Previous works failed to understand how the underlying information is present in line charts. Proposed a novel loss function considering the slope of lines on exsisting keypoint detection models like PE-former. Showcased better qualitative and quantitive results as result of the novel loss function. On top of displaying better performance we also curated the biggest synthetic line charts with more variations compared to previous datasets. Accepted at WACV 2023.
This project explores the join latent space of the three modalities by performing retrieval, generation and style transfer. As part of the project we were the first to release the code for the SOTA image based 3D object retrieval method before the authors made it public. We also won the honorable mention as undergraduates at IITGN research showcase for showing 3D shape generation and style transfer from text inputs.

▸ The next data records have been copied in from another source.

PR #4624, opened 2026-06-05
[DAP-17/18] Move TaskConfig/VdafConfig from taskprov into base DAP as TaskConfiguration

jcjones:
DAP-17+ defines TaskConfiguration and VDAF config encodings in the base protocol rather than the taskprov extension. This PR:

- Moves TaskProv stuff from `messages/src/taskprov.rs` to  `messages/src/task.rs` with minor renames
- `min_batch_size` is now `u64` (was `u32`)
- VDAF `max_measurement`/`max_weight` fields are now `u64` (was `u32`)
- `task_start`/`task_duration` are removed as direct fields, replaced by a `task_interval` `TaskExtension`
- `batch_config` is now an explicit opaque field
- `TaskExtensionType` gains a `TaskInterval` variant
- `VdafConfig` and `TaskExtensionType` preserve unknown codepoints via `Unknown` variants, so a peer advertising a newer revision's VDAF type or task extension stays interoperable


messages/src/task.rs
```diff
@@ -0,0 +1,645 @@
+//! Task configuration data structures as defined in DAP-18[1].
+//! [1]: https://datatracker.ietf.org/doc/draft-ietf-ppm-dap/18/
```
divergentdave, line 3: This needs a blank line for it to be recognized as a reference link, and not one continuous paragraph with two broken intra-doc links.
```suggestion
//! Task configuration data structures as defined in DAP-18[1].
//!
//! [1]: https://datatracker.ietf.org/doc/draft-ietf-ppm-dap/18/
```

core/src/vdaf.rs
jcjones: I wonder if this TODO should be resolved.

divergentdave: Yes, this comment was added when the related DAP changes were still under discussion, and we settled on a 64-bit field for max_measurement.

messages/src/task.rs
```diff
@@ -0,0 +1,646 @@
...
+        time_precision: TimePrecision,
+        min_batch_size: u64,
+        batch_mode: batch_mode::Code,
+        batch_config: Vec<u8>,
+        task_start: Time,
+        task_duration: Duration,
+        vdaf_config: VdafConfig,
+        mut extensions: Vec<TaskExtension>,
+    ) -> Result<Self, Error> {
+        Self::validate_extensions(&extensions)?;
```
jcjones:
```suggestion
```
This is a duplicate validation with what I do in `new` up on line 66, so no need to do it here.

messages/src/task.rs
```diff
@@ -0,0 +1,646 @@
...
+    time_precision: TimePrecision,
+    min_batch_size: u64,
+    batch_mode: batch_mode::Code,
+    batch_config: Vec<u8>,
+    vdaf_config: VdafConfig,
+    extensions: Vec<TaskExtension>,
+}
+
+impl TaskConfiguration {
+    /// Validates that extension types are in strictly increasing order (per DAP-17 spec).
```
jcjones:
```suggestion
    /// Validates that extension types are in strictly increasing order (per DAP-18 §4.2.2).
```

aggregator/src/aggregator/taskprov_tests.rs
```diff
@@ -406,7 +444,75 @@ async fn taskprov_aggregate_init() {
     );
     let got_task = got_task.unwrap();
     assert_eq!(test.task.taskprov_helper_view().unwrap(), got_task);
-    assert_eq!(got_task.taskprov_task_info(), Some(b"foobar".as_slice()));
+    assert_eq!(got_task.task_info(), Some(b"foobar".as_slice()));
+}
+
+/// A taskprov `TaskConfiguration` may omit the optional `task_interval` extension (DAP-18
```
tgeoghegan:
```suggestion
/// A `TaskConfiguration` may omit the optional `task_interval` extension (DAP-18
```

aggregator/src/aggregator.rs
```diff
@@ -861,9 +860,16 @@ impl<C: Clock> Aggregator<C> {
 
         let vdaf_verify_key = peer_aggregator.derive_vdaf_verify_key(task_id, &vdaf_instance);
 
-        let task_end = task_config
-            .task_start()
-            .add_duration(task_config.task_duration())?;
+        let (task_start, task_end) = match task_config.task_interval()? {
```
tgeoghegan: It's kinda funky that we transform an `Interval` into two `Time`s like this. It looks like we do this because `AggregatorTask::new` expects task start and end as separate values, but I would think it's no longer possible to have a task have a start but no end, and vice versa. Should we revisit the data model here so that these values are an `Interval` all the way through?

aggregator_core/src/task.rs
```diff
@@ -120,11 +120,10 @@ struct CommonTaskParameters {
     /// How much clock skew to allow between client and aggregator. Reports from
     /// farther than this duration into the future will be rejected.
     tolerable_clock_skew: Duration,
-    /// The `task_info` byte string from a Taskprov `TaskConfig` struct. This is only present for
-    /// tasks created via Taskprov.
-    ///
-    /// This field is used to distinguish tasks with otherwise equivalent DAP task parameters.
-    taskprov_task_info: Option<Vec<u8>>,
+    /// The `task_info` byte string from a `TaskConfiguration` struct. `None` for API-provisioned
+    /// tasks, which have no `TaskConfiguration`; used to distinguish tasks with otherwise
```
tgeoghegan, line 140: Separately from this PR, we should consider allowing API-provisioned tasks to set a task info string. That would require plumbing this up into divviup-api, so it's a minor undertaking, but I don't see why we wouldn't allow this.

messages/src/task.rs
```diff
@@ -0,0 +1,645 @@
...
+impl TaskConfiguration {
+    /// Validates that extension types are in strictly increasing order (per DAP-18 §4.2.2).
+    fn validate_extensions(extensions: &[TaskExtension]) -> Result<(), Error> {
+        for window in extensions.windows(2) {
+            if window[0].extension_type() >= window[1].extension_type() {
+                return Err(Error::InvalidParameter(
+                    "task extensions must be in strictly increasing order of extension_type",
+                ));
+            }
+        }
```
tgeoghegan: Would [`&[T]::is_sorted`](https://doc.rust-lang.org/std/primitive.slice.html#method.is_sorted) work?

messages/src/task.rs
```diff
@@ -0,0 +1,645 @@
...
+        time_precision: TimePrecision,
+        min_batch_size: u64,
+        batch_mode: batch_mode::Code,
+        batch_config: Vec<u8>,
+        vdaf_config: VdafConfig,
+        extensions: Vec<TaskExtension>,
+    ) -> Result<Self, Error> {
+        if task_info.is_empty() {
+            return Err(Error::InvalidParameter("task_info must not be empty"));
+        }
```
tgeoghegan, line 62: Is this right? We observe elsewhere that tasks provisioned via aggregator API could have empty task info. I just went and looked and sure enough, draft-ietf-ppm-dap-18 has `opaque task_info<1..2^8-1>;` which means empty task_info is illegal.

messages/src/task.rs
```diff
@@ -0,0 +1,645 @@
...
+    pub fn new_with_task_interval(
+        task_info: Vec<u8>,
+        leader_aggregator_endpoint: Url,
+        helper_aggregator_endpoint: Url,
+        time_precision: TimePrecision,
+        min_batch_size: u64,
+        batch_mode: batch_mode::Code,
+        batch_config: Vec<u8>,
+        task_start: Time,
+        task_duration: Duration,
```
tgeoghegan: I think this echoes a comment I left elsewhere, but why not have a single `Interval` parameter?

messages/src/task.rs
```diff
@@ -0,0 +1,645 @@
...
+}
+
+impl VdafConfig {
+    const RESERVED: u32 = 0x00000000;
+    const PRIO3_COUNT: u32 = 0x00000001;
+    const PRIO3_SUM: u32 = 0x00000002;
+    const PRIO3_SUM_VEC: u32 = 0x00000003;
+    const PRIO3_HISTOGRAM: u32 = 0x00000004;
+    const PRIO3_MULTIHOT_COUNT_VEC: u32 = 0x00000005;
+    const POPLAR1: u32 = 0x00000006;
```
tgeoghegan: I think we should consider dropping everything to do with Poplar1. We have no plans to deploy it in Janus, and in any case, that VDAF isn't supported by DAP because you'd have to do multiple collections against a single batch.

messages/src/task.rs
```diff
@@ -0,0 +1,645 @@
...
+    }
+}
+
+/// DAP message indicating the type of a task extension.
+///
+/// Equality, ordering, and hashing are all defined in terms of the underlying codepoint, so
+/// `Unknown(0x0001)` compares and hashes equal to `TaskInterval`.
+#[derive(Clone, Copy, Debug)]
+#[non_exhaustive]
+pub enum TaskExtensionType {
```
tgeoghegan, line 662: Elsewhere, like [`HpkeKemId`](https://github.com/divviup/janus/blob/230e2d2efc403ff52b2238a8c3c823e63788ba94/messages/src/lib.rs#L702), we used `#[repr(u16)]`. I think we should be consistent here.

messages/src/task.rs
```diff
@@ -0,0 +1,645 @@
...
+    }
+
+    fn to_u16(self) -> u16 {
+        match self {
+            Self::Reserved => Self::RESERVED,
+            Self::TaskInterval => Self::TASK_INTERVAL,
+            Self::Unknown(val) => val,
+        }
+    }
+}
```
tgeoghegan: Is this better as `std::convert::From` implementations?

messages/src/task.rs
```diff
@@ -0,0 +1,645 @@
...
+
+    #[allow(clippy::too_many_arguments)]
+    pub fn new(
+        task_info: Vec<u8>,
+        leader_aggregator_endpoint: Url,
+        helper_aggregator_endpoint: Url,
+        time_precision: TimePrecision,
+        min_batch_size: u64,
+        batch_mode: batch_mode::Code,
+        batch_config: Vec<u8>,
```
divergentdave: Since `batch_config` is intended to model extra parameters that may be required by a future batch mode, it might be nicer to model these two as a single Rust enum (similar to `VdafConfig`). If we ever support a batch mode with a non-empty batch_config, we could decode the embedded opaque data at the same time we decode the whole `TaskConfiguration`. For the current state of the code base, this means we wouldn't have to sprinkle empty byte arrays into our initialization (which is a bit of a layering violation).

messages/src/task.rs
```diff
@@ -0,0 +1,645 @@
...
+            vdaf_config,
+            extensions,
+        })
+    }
+
+    /// Convenience constructor that creates a `task_interval` extension from the provided
+    /// `task_start` and `task_duration`, inserting it at the correct sorted position in the
+    /// given extensions.
+    #[allow(clippy::too_many_arguments)]
+    pub fn new_with_task_interval(
```
divergentdave: I think introducing a builder for `TaskConfiguration` may be a bit nicer for our test code. The two constructors we have now share a lot of their signatures.

messages/src/task.rs
jcjones: /shrug

messages/src/task.rs
jcjones: On second thought, I went with the [ExtensionType](https://github.com/divviup/janus/blob/230e2d2efc403ff52b2238a8c3c823e63788ba94/messages/src/lib.rs#L859) strategy here rather than the HpkeKemId one to be forward-compatibile -- `repr` will hard-fail decoding anything it doesn't reocgnize, but the task-extension TLV framing is supposed to let receivers round-trip extensions they don't understand, right? So I went with this pattern.

aggregator/src/aggregator.rs
jcjones: That's a pretty sizable refactor down into the database, but I agree with you. How about I take that on as a follow-up?

messages/src/task.rs
jcjones: I wanted to match what the database had. See above. I'm opening a follow-on:  https://github.com/divviup/janus/issues/4625

aggregator_core/src/task.rs
jcjones: https://github.com/divviup/janus/issues/4626

messages/src/task.rs
```diff
@@ -0,0 +1,635 @@
...
+    pub fn vdaf_config(&self) -> &VdafConfig {
+        &self.vdaf_config
+    }
+
+    pub fn extensions(&self) -> &[TaskExtension] {
+        &self.extensions
+    }
+
+    /// Searches extensions for a `task_interval` extension and decodes it.
+    pub fn task_interval(&self) -> Result<Option<Interval>, Error> {
```
divergentdave: Similarly, we may want to consider representing task extensions with an enum, and only storing the raw encoded form of an extension if we don't have support for the extension.

messages/src/lib.rs
```diff
@@ -52,6 +53,9 @@ pub enum Error {
     /// An invalid parameter was passed.
     #[error("{0}")]
     InvalidParameter(&'static str),
+    /// A codec error occurred while processing a message.
+    #[error("codec error: {0}")]
+    Codec(#[from] prio::codec::CodecError),
```
divergentdave: If we get rid of encoded byte arrays for inner fields of `TaskConfiguration`, we could potentially drop this error variant.

messages/src/task.rs
divergentdave: On `HpkeKemId` we're using the `num_enum` derive macros, and those seem to care about having a `#[repr(u_)]` macro on the enum. I think we can achieve forwards-compatibility either way, the difference is whether we write the match blocks or the macro does.

jcjones: I refactored this in 73b7c1dc499c3aa990eeed07a80de2b465d02605, alongside the other comment about making TaskExtension an enum.

messages/src/task.rs
jcjones: I like this version a lot better instead of the opaque vector. That's in 73b7c1dc499c3aa990eeed07a80de2b465d02605 too.

messages/src/task.rs
jcjones: I did this in 73b7c1dc499c3aa990eeed07a80de2b465d02605, and marked it as `test-util`. 

Honestly it's a much nicer interface, and I would be open to a follow-on refactor to use it instead of `new`.

messages/src/task.rs
jcjones: Yup, now `TaskExtension::TaskInterval`, hope that reflects your ideal!

messages/src/tests/task.rs
```diff
@@ -0,0 +1,1021 @@
...
+        TaskExtension::Unknown { extension_type, extension_data } => {
+            assert_eq!(*extension_type, TaskExtensionType::Unknown(0xBEEF));
+            assert_eq!(extension_data, &[0xDE, 0xAD, 0xBE, 0xEF]);
+        }
+    );
+}
+
+#[test]
+fn task_extension_type_equality_by_codepoint() {
+    use std::collections::HashSet;
```
tgeoghegan: move this `use` to the top of the file

messages/src/task.rs
tgeoghegan: We took this change in DAP (https://github.com/ietf-wg-ppm/draft-ietf-ppm-dap/pull/787), which will appear in draft-ietf-ppm-dap-19, so I think we can go straight to that here. However I think we'll want a check that taskprov tasks have a nonempty task_info, though I don't think that spec's authors have updated yet.

messages/src/task.rs
```diff
@@ -0,0 +1,714 @@
...
+    }
+}
+
+impl Encode for TaskExtensionType {
+    fn encode(&self, bytes: &mut Vec<u8>) -> Result<(), CodecError> {
+        u16::from(*self).encode(bytes)
+    }
+
+    fn encoded_len(&self) -> Option<usize> {
+        Some(2)
```
tgeoghegan, line 701: super nit: `std::mem::size_of(u16)` would be more future proof... against... the size of u16 changing... or if we end up on an architecture with bytes that aren't 8 bits... ok fine I'll shut up.

messages/src/task.rs
```diff
@@ -0,0 +1,714 @@
...
+    }
+}
+
+impl Encode for TaskExtension {
+    fn encode(&self, bytes: &mut Vec<u8>) -> Result<(), CodecError> {
+        self.extension_type().encode(bytes)?;
+        match self {
+            Self::TaskInterval(interval) => {
+                // The interval is a fixed 16 bytes; encode it as the length-prefixed payload.
+                let mut interval_bytes = Vec::new();
```
tgeoghegan, line 621: Hmm, it's kind of a shame to have to do this allocation. Not for this PR, but maybe we could add an affordance to `prio::codec` to encode with a length prefix.

messages/src/task.rs
```diff
@@ -0,0 +1,714 @@
...
+            }
+        };
+
+        if sub.position() as usize != vdaf_config_len {
+            return Err(CodecError::Other(
+                anyhow!(
+                    "vdaf_configuration has {} trailing bytes",
+                    vdaf_config_len - sub.position() as usize
+                )
+                .into(),
```
tgeoghegan: `CodecError::BytesLeftOver` seems appropriate here.

aggregator/src/aggregator.rs
tgeoghegan: #4625

tgeoghegan (approved):

messages/src/task.rs
jcjones: I'd rather leave this as-is for now, and remove it when we have the next DAP, just to reduce points of confusion.

messages/src/task.rs
jcjones: doh

messages/src/task.rs
jcjones: I don't think it's that hot a path.

tgeoghegan: I agree. I got obsessive about this kind of thing while working on zk-cred-longfellow and it's hard to stop being fussy about it.

divergentdave (approved):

Exploring sprase self-atttention for small scale ViT with limited training data. Adapted a sparse self-attention proposed in Big Bird. The best performing sparse self-attention pattern showcased an 18% improvement in top-1 accuracy over full self-attention. Intrestingly, even random sparse self-attention showcased a 11% improvement in top-1 accuracy over full self-attention. Currently expanding the work by comparing against convolutional variants of ViT which are more data efficent.
Extended the existing COMMENTATOR annotation tool for code-mixed sentiment analysis. Annotation suggestions are provided both in sentence-level and in word-level. Integrated Hugging face models with the UI to provide suggestions in the sentence-level. Word level suggestions are given through basic lexicon lookup. Supports custom lexicon files.
Browser security is a growing concern in recent times. This work demonstrates how easy is for attackers to collect information on naive users. Specfically we exploited a vulnerablity in WebRTC based on a weakness in ICE. Further, we evaluate the exploitation method on all prominent browsers and discuss the recent prevention measures which have been deployed. Refer to the technical and work summary report for more information.
Leveraging advances in machine learning to ameliorate communication between mute and non-mute people. Implemented a deep CNN network in pure verilog including but not limited to convolution, dense, max-pooling layer and ReLu activation function. Evaluated the performance through manual evaluation the system classfied 85 out of 100 images correctly.
One step towards solving math homework :). Deployed a CNN network to detect 82 classes of objects with a classfication accuracy of 92%. Had to fall back to image processing techniques as subscipt/superscipt detection is difficult due to high size_of_objects/ size_of_image ratio; Basically very thin line between variables and their subscript/superscripts. Used heuristics based on area, location, occulsion to form the final detected equation.
Choosing courses in second and third of undergraduate studies is always a hassle especially the open electives. In order to alleviate the chaos we designed a simple course recommendation tuned for IITGN. The student has to rate past taken courses, and based on multiple factors such as topic, instructor, credits, discipline we recommend courses.
Created a personal assistant STARK for linux systems in python. Incorported various API's to do everyday student tasks. STARK is capable of handling google classroom activities, mailing, maintaining timetable, basic web search and more. Currently working on making it voice compatible.
We all know it is quite impossible to get anything for free these days from promotional codes, purely due to the number of people who wait forever to get the code. Unfortunately I do not have such spare time so I made this tool to automate the impossible task of getting goodies from promotion codes posted in Instagram stories. Made use of the web automation python library Selenium and Pytesseract for OCR to redeem goodies.
Designed lightweight head-mounted device to track remind people to upkeep social distance. The device tracks number of people the user came in contact with through PIR sensors and NodeMCU. The data collected is sent to a server where data analyzation is done. Won 2nd price in IITGN Virtual Build-a-thon.